Laura : – Pourquoi l’Europe devrait-elle vous venir en aide alors que vous avez déjà des bénévoles sur place ? Vous vous rendez quand même bien compte qu’il y a déjà beaucoup de personnes qui vivent en Australie qui se déplacent pour aider les citoyens. Les pompiers, ambulanciers, l’armée et j’en passe.

Marie : – Ne voyez-vous pas que depuis le début des incendies, nous n’arrivons toujours pas à éteindre les feux qui se propagent. Des gens meurent, des maisons brûlent, la nature se perd.

Laura : – Effectivement, c’est un grand problème. Mais les pompiers et les militaires sont sur place et commencent à maitriser les feux. Il n’est alors pas besoin de demander de l’aide en Europe.

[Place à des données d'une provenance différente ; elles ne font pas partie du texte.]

PR #717, opened 2016-06-30
Add new hardware Comm5 MA-4200/MI-1000

fabiopaolini:
It was added a "hardware" to be used via serial port.
The Comm5 has a module (called MI-100) with Domoticz embedded, and within this module there is an internal serial communication with the hardware added in this patch.

### DIFF
--- a/main/RFXNames.cpp
+++ b/main/RFXNames.cpp
@@ -3336,6 +3336,7 @@ bool IsSerialDevice(const _eHardwareTypes htype)
 	case HTYPE_P1SmartMeter:
 	case HTYPE_Rego6XX:
 	case HTYPE_DavisVantage:
+	case HTYPE_S0SmartMeterUSB:
 	case HTYPE_OpenThermGateway:
 	case HTYPE_TeleinfoMeter:
 	case HTYPE_OpenZWave:
@@ -3347,6 +3348,7 @@ bool IsSerialDevice(const _eHardwareTypes htype)
 	case HTYPE_KMTronicUSB:
 	case HTYPE_KMTronic433:
 	case HTYPE_CurrentCostMeter:
+	case HTYPE_RAVEn:
 	case HTYPE_Comm5Serial:
 		return true;
 	default:
--- a/main/RFXNames.cpp
+++ b/main/RFXNames.cpp
@@ -212,7 +212,7 @@ const char *Hardware_Type_Desc(int hType)
 		{ HTYPE_RFXtrx868, "RFXCOM - RFXtrx868 USB 868MHz Transceiver" },
 		{ HTYPE_RFLINKTCP, "RFLink Gateway with LAN interface" },
 		{ HTYPE_Comm5TCP, "Comm5 MA-5XXX with LAN interface" },
-		{ HTYPE_Comm5Serial, "Comm5 MA-4XXX/MI-XXXX Serial interface" },
+		{ HTYPE_Comm5Serial, "Comm5 MA-4XXX/MI-XXXX Serial/USB interface" },
 		{ HTYPE_SolarEdgeAPI , "SolarEdge via Web API" },
 		{ HTYPE_CurrentCostMeter, "CurrentCost Meter USB" },
 		{ HTYPE_CurrentCostMeterLAN, "CurrentCost Meter with LAN interface" },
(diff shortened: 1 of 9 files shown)


main/RFXNames.cpp
```diff
@@ -3328,13 +3329,29 @@ const char *Get_Alert_Desc(const int level)
...
+	case HTYPE_MySensorsUSB:
+	case HTYPE_RFLINKUSB:
+	case HTYPE_KMTronicUSB:
+	case HTYPE_KMTronic433:
+	case HTYPE_CurrentCostMeter:
+	case HTYPE_Comm5Serial:
+		return true;
+	default:
+		return false;
+	}
```
gizmocuz, line 3356: This is not correct, for example you miss the HTYPE_RAVEn
Please double check 'all' your changes before committing
How about the HTYPE_S0SmartMeterUSB ?
What did you do ? retyping everything ? Better to just press some enters and then reformat the code....

main/RFXNames.cpp
```diff
@@ -212,6 +212,7 @@ const char *Hardware_Type_Desc(int hType)
 		{ HTYPE_RFXtrx868, "RFXCOM - RFXtrx868 USB 868MHz Transceiver" },
 		{ HTYPE_RFLINKTCP, "RFLink Gateway with LAN interface" },
 		{ HTYPE_Comm5TCP, "Comm5 MA-5XXX with LAN interface" },
+		{ HTYPE_Comm5Serial, "Comm5 MA-4XXX/MI-XXXX Serial interface" },
```
gizmocuz: Name your device with USB instead of serial, so also the below patch in the controllers are not needed

www/app/HardwareController.js
```diff
@@ -100,7 +100,7 @@ define(['app'], function (app) {
                      }
                 });
             }
-            else if (text.indexOf("USB") >= 0)
+            else if ((text.indexOf("USB") >= 0) || (text.indexOf("Serial") >= 0))
```
gizmocuz: Should be fixed, name the hardware with USB instead of Serial

www/app/HardwareController.js
```diff
@@ -785,7 +785,7 @@ define(['app'], function (app) {
...
```
gizmocuz: Should be fixed, name the hardware with USB instead of Serial

www/app/HardwareController.js
```diff
@@ -4119,7 +4119,7 @@ define(['app'], function (app) {
                             $("#hardwarecontent #hardwareparams1wire #OneWireSensorPollPeriod").val(data["Mode1"]);
                             $("#hardwarecontent #hardwareparams1wire #OneWireSwitchPollPeriod").val(data["Mode2"]);
                         }
-                        else if (data["Type"].indexOf("USB") >= 0) {
+                        else if ((data["Type"].indexOf("USB") >= 0) || (data["Type"].indexOf("Serial") >= 0)) {
```
gizmocuz: Should be fixed, name the hardware with USB instead of Serial

www/app/HardwareController.js
```diff
@@ -4273,7 +4273,7 @@ define(['app'], function (app) {
                 $("#hardwarecontent #divunderground").hide();
                 $("#hardwarecontent #divhttppoller").hide();
             }
-            else if (text.indexOf("USB") >= 0)
+            else if ((text.indexOf("USB") >= 0) || (text.indexOf("Serial") >= 0))
```
gizmocuz: Should be fixed, name the hardware with USB instead of Serial

gizmocuz:
Thanks for the patch ! Looking good, except a few things, see the Files Changed comment section

gizmocuz:
Could it be you based your code not on the latest domoticz repo code ?

main/RFXNames.cpp
fabiopaolini, line 3356: I have added the two missing enum's.

gizmocuz:
Thanks ! , Now only rename your hardware device to include USB instead of Serial, and remove the non-needed changes please

gizmocuz:
Thank you very much !

main/RFXNames.cpp
fabiopaolini: We have added a Serial device because the hardware is indeed a Serial one and we thought that it could bring some conflict.

gizmocuz: Might be true, but people will use an usb->serial cable anyway
But you see that this saves a lot of changes ;)

PR #724, opened 2016-07-04
Changes in uvc camera module

rkluwen:
Changes in camera module to allow for more usb cams at once on the Raspberry.

This is a quick and dirty patch. You can set the video device (video0, video1, etc.) in the username field of the camera settings. Note: Do not prepend /dev/...

It's quick and dirty because the web handling of the camera module is broken. It doesn't correctly url decode the parameters. I leave this as an excersise to the reader to fix this.

### DIFF
--- a/main/Camera.cpp
+++ b/main/Camera.cpp
@@ -216,13 +216,16 @@ bool CCameraHandler::TakeRaspberrySnapshot(std::vector<unsigned char> &camimage)
 	return false;
 }
 
-bool CCameraHandler::TakeUVCSnapshot(std::vector<unsigned char> &camimage)
+bool CCameraHandler::TakeUVCSnapshot(const std::string &device, std::vector<unsigned char> &camimage)
 {
 	std::string uvcparams="-S80 -B128 -C128 -G80 -x800 -y600 -q100";
 	m_sql.GetPreferencesVar("UVCParams", uvcparams);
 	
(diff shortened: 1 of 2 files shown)


gizmocuz:
Thanks for the patch, can i propose some changes, that also solves the user interface issue ?

Instead of the username, we can change the 'ImageURL', which is default (and still could be !) "uvccapture.cgi"

Now, if we add support like this:
uvccapture.cgi?device=video0
uvccapture.cgi?device=video1
uvccapture.cgi?device=xxx

Then without the "device" parameter it works like it is now, and with the parameter you can use it to specify which video source
I did not know you could add multiple UVC camera's to the pi...

rkluwen:
Sure, that's also possible. You could then also change the other uvw parameters on a per-camera basis. Now, this is only one setting for each camera.

rkluwen:
Anyhow, I think we will face the same problem as well in this case: The question mark won't show up right in the database. That's why I did it this way.

gizmocuz:
I think we should atob/btoa in javascript, or  encodeURIComponent ?

rkluwen:
Besides the javascript part (needs encodeURIComponent), also the parameter handling in Domoticz is broken (not properly url-decoded in the database).
I haven't looked into the matter very deeply. Just it occurred to me when I was making the patch.

gizmocuz:
Okey, let me try to make a patch based on your work... will report back asap

PR #725, opened 2016-07-04
Add Samsung SoC serial support

fabiopaolini:
Add support to Samsung chip, which uses the serial name as /dev/ttySAC


gizmocuz:
Thanks!

Issue #680, opened 2016-06-02
Add Google Cloud Pub/Sub data export


sbouchex:
The idea is, as HTTP and FibaroLink,to give the ability to export the data to Google Cloud Pub/Sub service (see https://cloud.google.com/pubsub/)

I can work on it

gizmocuz:
Looking good !
Maybe we should make a new base class for:
- Domoticz Remote push
- HTTP
- Fibaro Link
- Google Cloud

?

sbouchex:
Yep, I wil try to factorize as much code as possible

gizmocuz:
+1

gizmocuz:
Did you made some progress ?

sbouchex:
No but mostly due to a lack of time but I will have time soon.

I'm planning to use the google C++ API (see http://google.github.io/google-api-cpp-client/latest/) but it is only available on linux and not on Windows.
The library will be detected by domoticz's cmake in a folder "google-api-cpp-client" located outside domoticz folder like openzwave.

gizmocuz:
I think (hope) the library is cross platform, so that would be great!

sbouchex:
I saw some messages on the portability to Raspberry Pi but for sure, it's not working on Windows.

If we have it on linux at least, it will be great

sbouchex:
Well... This library seems to be outdated and in maintenance mode, so let's avoid it

Next plan : Use Google Python PubSub API and plug it into domoticz

gizmocuz:
Not all platforms run python, but... it could be a first step
Or maybe implement IFTTT ?

sbouchex:
Other option : java : the jvm is loaded into domoticz (with jni) and comes
with a jar in charge of sending data to pubsub.

Java is cross platform and may bring new ideas

About ifttt, i think it's already possible to do it by using the 'maker'
from ifttt ( https://ifttt.com/maker)

Seb

gizmocuz:
No, java is even worse... dont want to install a JRE when not needed ;)

sbouchex:
Could be optional...

Anyway, let's try with python and we'll see.

gizmocuz:
Thanks, it's included now!

PR #726, opened 2016-07-07
GooglePubsub export

sbouchex:
First Implementation of Google PubSub export !

This implentation is using the googlepubsub.py python from script/python and requires the google-api-python-client pyhon package.
Please read this documentation in the script before testing the package

Domoticz must be built with the option -DUSE_PYTHON=yes in order to activate python

see #680


gizmocuz:
Thanks for this great patch, all is looking good!! ... except
Could you revert/patch again the following files, because something strange happened there (to many changes)

**msbuild/domoticz.vcxproj**
1,268 additions, 1,266 deletions not shown because the diff is too large. Please use a local Git client to view these changes.

**msbuild/domoticz.vcxproj.filters**
3,611 additions, 3,602 deletions not shown because the diff is too large. Please use a local Git client to view these changes.

gizmocuz:
Still a lot of changes... strange...

sbouchex:
Seems to be related to the carriage return as the only changes are the 2 new files beeing added

gizmocuz:
Strange, in the .gitattributes file, the .vcproj file is declared to always have crlf, that is default for windows
Did you edit on windows ? or used a editor that changes the crlf ?

sbouchex:
I'm editing on Windows but git cloning with Eclipse and I'm wondering if the plugin is not respecting the carriage return... I'm going to change the CR on the windows file

PR #727, opened 2016-07-07
GooglePubsub export

sbouchex:
First Implementation of Google PubSub export !

This implentation is using the googlepubsub.py python from script/python and requires the google-api-python-client pyhon package.
Please read this documentation in the script before testing the package

Domoticz must be built with the option -DUSE_PYTHON=yes in order to activate python

see #680

### DIFF
--- a/CMakeLists.txt
+++ b/CMakeLists.txt
@@ -202,6 +202,7 @@ main/domoticz.cpp
 main/EventSystem.cpp
 main/Helper.cpp
 main/HttpPush.cpp
+main/GooglePubSubPush.cpp
 main/localtime_r.cpp
 main/Logger.cpp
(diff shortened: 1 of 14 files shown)


sbouchex:
The Windows project files are incomplete and the build is not working on Windows

jsiegmund:
@sbouchex any documentation for this? I'm looking into controlling domoticz via Cortana and would like to reuse the pubsub stuff if that saves me from building another integration (at least for now) but I'm having trouble finding out how it works in the first place.

sbouchex:
Look at the script scripts/python/googlepubsub.py

jsiegmund:
Thanks. For now I've chosen a different path but I might get back on this :)

PR #728, opened 2016-07-07
Refactored code and fixed issue on switches

sbouchex:
- Refactored some code (removed useless variables and move common code to CPush class)
- Fixed an issue with switches : Send value was "Not supported yet" instead of the status value


gizmocuz:
Thanks!

PR #731, opened 2016-07-09
Allowing multiple Toon agreements

IgorYbema:
Added 'agreement' in a Toon installation to allow another Toon in same account to be used. Default agreement is 0.

When having multiple Toon thermostats in your account the agremeent number shifts to the number of Toon's (with index 0). So the second Toon is '1' etc. 

Adding multiple Toon thermostats into Domoticz hardware, each with different agreement numbers allows Domoticz to pull information from the differents Toon thermostats.

### DIFF
--- a/hardware/ToonThermostat.cpp
+++ b/hardware/ToonThermostat.cpp
@@ -83,9 +83,10 @@ const std::string TOON_SWITCH_ALL = "/toonMobileBackendWeb/client/auth/smartplug
 //	STATE_HOLIDAY	//4
 //};
 
-CToonThermostat::CToonThermostat(const int ID, const std::string &Username, const std::string &Password) :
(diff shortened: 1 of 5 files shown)


gizmocuz:
Thanks !,
Is it possible you do some safety checking, as when you enter a to high ID, it will crash

root["agreements"][m_Agreement]["agreementId"]

check if 'root["agreements"][m_Agreement]' exists

For example when m_Agreement = 12345, this causes an out-of-bound error

IgorYbema:
Ok done. Used the already existing size() function to check if the array is at least large enough to get that m_Agreement from the array. Does not need a if exists after that in my opinion.

gizmocuz:
Thanks !!

PR #1127, opened 2017-01-16
Cross compile without Libudev for Synology.

Jumbotroll:
cmake -DCMAKE_BUILD_TYPE=Release -DUSE_UDEV_OPENZWAVE=NO CMakeLists.txt
For cross compile without libudev for Synology.
Please delete this pull request, patches to openzwave are required.


gizmocuz:
See you closed it... was this not working ?
Better to ask OZW to remove the UDEV support ;) i tried... maybe you could try this too

Jumbotroll:
It was working if I also patched openzwave. 
I think maybe a CMakeLists.txt fix with "If Synology don't use UDEV" Then the build will work on All platforms. But the best thing is if OpenZwave remove UDEV :-)

gizmocuz:
I agree ;) i will also make a post on their forum

PR #1128, opened 2017-01-17
Fix lighttype code

Spugna85:


gizmocuz:
Sorry, i made some changes, could you check this again ? I also started from 400, and made the names/comments consistent

PR #1130, opened 2017-01-17
Added GPIO timer to rate limit interrupts

jvandenbroek:
I had a problem with sudden interrupt storms when reading out my gas meter, which occasionally kept on going when hanging on the reflective part it reads out (resulting in a massive high no count). By adding this timer my GPIO has become very stable and still is able to process multiple interrupts from different pins at the same time. Maybe the MAX_PERIOD_US could be a configurable setting (e.g. set it to several seconds to prevent doorbell being triggered multiple times), but for now I think this value will be fine for most situations. What do you think?

### DIFF
--- a/hardware/Gpio.cpp
+++ b/hardware/Gpio.cpp
@@ -58,8 +58,10 @@ Connection information:
 
 #define NO_INTERRUPT	-1
 #define MAX_GPIO	31
+#define MAX_PERIOD_US	50000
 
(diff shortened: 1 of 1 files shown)


gizmocuz:
Looking good! Not using it myself, so i leave this pull request open for a few days for other to comment
(If no objections... i will merge this, thanks!)

gizmocuz:
Thanks!

PR #1135, opened 2017-01-17
Fix out of bounds exception on some platforms

Risca:
prevPos was used uninitialized. This caused an out of bounds exception on
raspberry pi.


gizmocuz:
Thanks!

Issue #1068, opened 2016-12-23
Add POST option fields to HTTP/HTTPS poller


dynasticorpheus:
Would be great if we could also add the below option fields to the HTTP/HTTPS poller allowing more devices who need this to be exposed to domoticz. (similar to Custom HTTP/Action notification)

- POST Data
- POST Content-Type
- POST Headers

cc: @sbouchex  :)

sbouchex:
I think you are mixing 2 features:
- HTTP/HTTPS poller : domoticz is doing queries to a remote server
- Data inserting with lua scripts (see https://www.domoticz.com/wiki/Inserting_raw_data_lua_parsers) : domoticz is receiving HTTP query from a remote agent

From your request, I understand that you need to have the ability to get access to the fields with a lua_script, right ?

dynasticorpheus:
Thanks for your quick reply

No really would like to customize those fields when to doing the actual http(s) request to the server. For example adding a token to the header when requesting data from the server storing my gas usage.

sbouchex:
Sounds a good idea, another option will be needed : HTTP method (GET or POST)

dynasticorpheus:
Correct, thanks for considering this because I think a lot more people would benefit from this as well.

sbouchex:
Would you be ready to do some testing if a branch is available ?

dynasticorpheus:
Ofcourse!

sbouchex:
@gizmocuz I would need extra fields in the hardware table (to store "post data", "headers" & "content type"), any recommendation ? extra1, extra2, extra3 as VARCHAR (200) ?

gizmocuz:
We gave an extra field... is that not working ?

sbouchex:
HTTP poller hardware is already using the "extra" field to store the parsing script.

gizmocuz:
Yes, this can be extended with the optional fields ? (split them with a special character(s))
param1[/]param2[/]param3, or a simple semicon (;)

sbouchex:
ok I will check that

sbouchex:
@dynasticorpheus how large would be the data your would like to post ? Could you give us a sample ?
@gizmocuz I have some doubts that all fields will feat into the 200 VAR CHAR and I may need to extend the width

gizmocuz:
you could make it a TEXT field if you like, still 200 characters is a lot, most of the URL will be in the Address field anyway i suppose ?
[...]

PR #1138, opened 2017-01-18
Add POST option fields to HTTP/HTTPS poller

sbouchex:
New fields to support HTTP/HTTPS POST

see #1068

### DIFF
--- a/main/SQLHelper.cpp
+++ b/main/SQLHelper.cpp
@@ -33,7 +33,7 @@
 #define __STDC_FORMAT_MACROS
 #include <inttypes.h>
 
-#define DB_VERSION 109
+#define DB_VERSION 110
 
 extern http::server::CWebServerHelper m_webservers;
 extern std::string szWWWFolder;
@@ -2124,14 +2124,14 @@ bool CSQLHelper::OpenDatabase()
 			query("INSERT INTO TimerPlans (ID, Name) VALUES (0, 'default')");
 			query("INSERT INTO TimerPlans (ID, Name) VALUES (1, 'Holiday')");
 		}
-		if (dbversion < 108)
+		if (dbversion < 110)
 		{
 			query("ALTER TABLE Hardware RENAME TO tmp_Hardware;");
-			query("CREATE TABLE IF NOT EXISTS [Hardware] ([ID] INTEGER PRIMARY KEY, [Name] VARCHAR(200) NOT NULL, [Enabled] INTEGER DEFAULT 1, [Type] INTEGER NOT NULL, [Address] VARCHAR(200), [Port] INTEGER, [SerialPort] VARCHAR(50) DEFAULT (''), [Username] VARCHAR(100), [Password] VARCHAR(100), [Extra] TEXT DEFAULT (''),[Mode1] CHAR DEFAULT 0, [Mode2] CHAR DEFAULT 0, [Mode3] CHAR DEFAULT 0, [Mode4] CHAR DEFAULT 0, [Mode5] CHAR DEFAULT 0, [Mode6] CHAR DEFAULT 0, [DataTimeout] INTEGER DEFAULT 0);");
+			query(sqlCreateHardware);
 			query("INSERT INTO Hardware(ID, Name, Enabled, Type, Address, Port, SerialPort, Username, Password, Extra, Mode1, Mode2, Mode3, Mode4, Mode5, Mode6, DataTimeout) SELECT ID, Name, Enabled, Type, Address, Port, SerialPort, Username, Password, Extra, Mode1, Mode2, Mode3, Mode4, Mode5, Mode6, DataTimeout FROM tmp_Hardware;");
 			query("DROP TABLE tmp_Hardware;");
 
-			result = query("SELECT ID, Extra FROM Hardware WHERE Type=74;");
+			result = safe_query("SELECT ID, Extra FROM Hardware WHERE Type=%d", HTYPE_HTTPPOLLER);
 			if (result.size() > 0)
 			{
 				std::stringstream szQuery2;
--- a/main/SQLHelper.cpp
+++ b/main/SQLHelper.cpp
@@ -33,7 +33,7 @@
 #define __STDC_FORMAT_MACROS
 #include <inttypes.h>
 
-#define DB_VERSION 109
+#define DB_VERSION 110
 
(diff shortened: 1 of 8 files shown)


gizmocuz:
Got some compile errors see below

main/SQLHelper.cpp
```diff
@@ -2124,6 +2124,31 @@ bool CSQLHelper::OpenDatabase()
 			query("INSERT INTO TimerPlans (ID, Name) VALUES (0, 'default')");
 			query("INSERT INTO TimerPlans (ID, Name) VALUES (1, 'Holiday')");
 		}
+		if (dbversion < 110)
+		{
+			query("ALTER TABLE Hardware RENAME TO tmp_Hardware;");
+			query("CREATE TABLE IF NOT EXISTS [Hardware] ([ID] INTEGER PRIMARY KEY, [Name] VARCHAR(200) NOT NULL, [Enabled] INTEGER DEFAULT 1, [Type] INTEGER NOT NULL, [Address] VARCHAR(200), [Port] INTEGER, [SerialPort] VARCHAR(50) DEFAULT (''), [Username] VARCHAR(100), [Password] VARCHAR(100), [Extra] TEXT DEFAULT (''),[Mode1] CHAR DEFAULT 0, [Mode2] CHAR DEFAULT 0, [Mode3] CHAR DEFAULT 0, [Mode4] CHAR DEFAULT 0, [Mode5] CHAR DEFAULT 0, [Mode6] CHAR DEFAULT 0, [DataTimeout] INTEGER DEFAULT 0);");
```
gizmocuz: Instead of this, could query(sqlCreateHardware) not be called?

main/SQLHelper.cpp
```diff
@@ -2124,6 +2124,31 @@ bool CSQLHelper::OpenDatabase()
...
+			query("INSERT INTO Hardware(ID, Name, Enabled, Type, Address, Port, SerialPort, Username, Password, Extra, Mode1, Mode2, Mode3, Mode4, Mode5, Mode6, DataTimeout) SELECT ID, Name, Enabled, Type, Address, Port, SerialPort, Username, Password, Extra, Mode1, Mode2, Mode3, Mode4, Mode5, Mode6, DataTimeout FROM tmp_Hardware;");
+			query("DROP TABLE tmp_Hardware;");
+
+			result = query("SELECT ID, Extra FROM Hardware WHERE Type=74;");
```
gizmocuz: if possible make it
`safe_query("SELECT ID, Extra FROM Hardware WHERE Type=%d", HTYPE_HTTPPOLLER);`

main/WebServer.cpp
```diff
@@ -1280,7 +1280,38 @@ namespace http {
...
-			if (htype == HTYPE_PythonPlugin) {
+			if (htype == HTYPE_HTTPPOLLER) {
+				std::string mode1Str = request::findValue(&req, "Mode1");
+				std::string mode2Str = CURLEncode::URLDecode(request::findValue(&req, "Mode2"));
+				std::string mode3Str = CURLEncode::URLDecode(request::findValue(&req, "Mode3"));
+				std::string mode4Str = CURLEncode::URLDecode(request::findValue(&req, "Mode4"));
+				std::string mode5Str = CURLEncode::URLDecode(request::findValue(&req, "Mode5"));
+				std::string mode6Str = CURLEncode::URLDecode(request::findValue(&req, "Mode6"));
+				std::string szScriptEncoded = base64_encode((const unsigned char *)extra.c_str(), extra.length());
+				std::string szMethodEncoded = base64_encode((const unsigned char *)mode1Str.c_str(), mode1Str.length());
```
gizmocuz: Not sure why we need the new mode1Str strings ? This is where we habe an 'extra' field for, also for all function/calls below

main/WebServer.cpp
```diff
@@ -1323,7 +1354,7 @@ namespace http {
 
 				root["idx"] = sd[0].c_str(); // OTO output the created ID for easier management on the caller side (if automated)
 
-				m_mainworker.AddHardwareFromParams(ID, name, (senabled == "true") ? true : false, htype, address, port, sport, username, password, extra, mode1, mode2, mode3, mode4, mode5, mode6, iDataTimeout, true);
+				m_mainworker.AddHardwareFromParams(ID, name, (senabled == "true") ? true : false, htype, address, port, sport, username, password, extra, mode1, mode2, mode3, mode4, mode5, mode6, mode1Str, mode2Str, mode3Str, mode4Str, mode5Str, mode6Str, iDataTimeout, true);
```
gizmocuz: I think the 'extra' field should be sufficient for all hardware
If you need multiple extra parameters, you could contact them by a divider

gizmocuz (commented):
Thanks!
I am not keen about the newly introduced 'Mode1Str' strings/parameters as thats why we have the 'extra' field
Is it possible to just use this field ?

main/SQLHelper.cpp
sbouchex: sure

main/SQLHelper.cpp
sbouchex: ok

main/WebServer.cpp
sbouchex: I have decided to do all base64+concat into the server instead of in the web page part. So I had to transport all parameters. So I need more params

main/WebServer.cpp
sbouchex: I will refactor that part, you are right

main/WebServer.cpp
gizmocuz: you can still base64 encode your separated command string ?
base64enc("cmd1;cmd2;cmd3;cmd4;cmd5;cmdxx)

sbouchex: base64enc is not available in javascript, does it ?

gizmocuz: Well the above was just pseudo code
But they exists, have a look at the btoa() and atob() functions

sbouchex: ah ok, I'll check them 👍

gizmocuz:
Thanks!!

dynasticorpheus:
@sbouchex Was about to resume testing but already merged, apologies and thanks!

gizmocuz:
Testing is best to do from a new branch, not from code submitted to be pulled in the master repo

PR #1140, opened 2017-01-19
Fix returning uncompressed .js file with header Content-Encoding set to gzip

Red-F:
Only set encoding to gzip when the caller accepts gzip and a .gz was loaded.

Retrieving a javascript file from my (pi based) domoticz with the following request headers:
```
Cache-Control: no-cache
Connection: Keep-Alive
Pragma: no-cache
Accept: */*
Accept-Language: en-GB,en-US;q=0.8,en;q=0.6
```
Returns the following:
```
HTTP/1.1 200 OK
Content-Length: 74830
Content-Type: application/javascript;charset=UTF-8
Access-Control-Allow-Origin: *
Content-Encoding: gzip
Last-Modified: Thu, 19 Jan 2017 21:24:16 GMT
Connection: Keep-Alive
Keep-Alive: max=20, timeout=20

/*
//	(c)  Kendel Boul - 2014
*/

String.prototype.setCharAt = function(idx, chr) {
	if(idx > this.length - 1){
		return this.to
snipped

```
The file contents are uncompressed but the Content-Encoding is set to 'gzip'.

This took me some time to figure out since domoticz was setup to run behind a reverse proxy. In the end the solution (as always) was simple.

Regards,
Fred

### DIFF
--- a/webserver/request_handler.cpp
+++ b/webserver/request_handler.cpp
@@ -399,7 +399,7 @@ void request_handler::handle_request(const request &req, reply &rep, modify_info
   reply::add_header(&rep, "Content-Length", boost::lexical_cast<std::string>(rep.content.size()));
   reply::add_header(&rep, "Content-Type", mime_types::extension_to_type(extension));
   reply::add_header(&rep, "Access-Control-Allow-Origin", "*");
-  if (bHaveLoadedgzip)
+  if (bHaveGZipSupport && bHaveLoadedgzip)
   {
 	reply::add_header(&rep, "Content-Encoding", "gzip");
   }


gizmocuz:
Thanks, nice find !
One question, if gzip is not supported, then 'bHaveLoadedgzip' should not become true?

Red-F:
Yes that was my initial reaction too, but on closer look it turns out the request handler is quite flexible and allows html and javascript files to be present on the filesystem as .gz. The handler will load the .gz file and decompress it to append is as uncompressed response data. That part works fine, it is just that the content-encoding wrongly will show gzip. Browsing my Pi's filesystem I found that indeed all the javascript files were installed as .gz files. The reason that it cost me a rather long time to find the cause was me blaming myself for incorrectly configure the reverse proxy. Only when tracing request/response between proxy and domoticz I discovered the Content-Encoding was already present in the response from domoticz.

Cheers,
Fred

gizmocuz:
Thanks for the research!

PR #1143, opened 2017-01-20
InComfort v1.0.1

etamminga:
2 Minor issues fixed. 
'io' values (pump, tab, burner) states now convert correctly and slow updating values are now forced with an update every 15 minutes


gizmocuz:
Thanks!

Marie : – Oui, mais ils doivent travailler même de nuit. Plus de 2500 habitants on perdu leur maison, plus de 500 millions d’animaux sont morts et des dizaines d’espèces menacées ont été gravement touchées. Nous demandons des ressources et des médicaments pour les habitant et les animaux. C’est le réchauffement climatique dans ses effets les plus dévastateurs. Et ce n’est pas encore fini. La crise climatique provoque des vagues de chaleur de plus en plus intenses et fréquentes, augmentant les risques d’incendies de grande ampleur en Australie mais aussi, durant la dernière saison sèche, en Amazonie, en Indonésie, et en Sibérie.

Laura : – Pour vous, en tant que porte-parole des habitants de votre commune, vous pensez qu’il est nécessaire de dire à l’Europe qu’elle devrait vous venir en aide, alors que votre premier ministre, Scott Morrison, n’a plus aucune crédibilité. Récemment, David Camroux, chercheur en sciences politiques et spécialiste international de l’Asie du Sud-Est et de l’Australie, rappelait que Morrison « a traité les incendies avec une grande nonchalance, en pensant que c’était la responsabilité des États (l’Australie est un État fédéral), alors qu’il s’agit d’un problème national. Son refus, l’an dernier, d’écouter les conseils des professionnels pour limiter les feux lui revient maintenant comme un boomerang. Ne vaut-il pas mieux, dès lors, vous en prendre à votre propre classe politique, et faire du forcing à son égard, plutôt qu’appeler l’Europe à l’aide ?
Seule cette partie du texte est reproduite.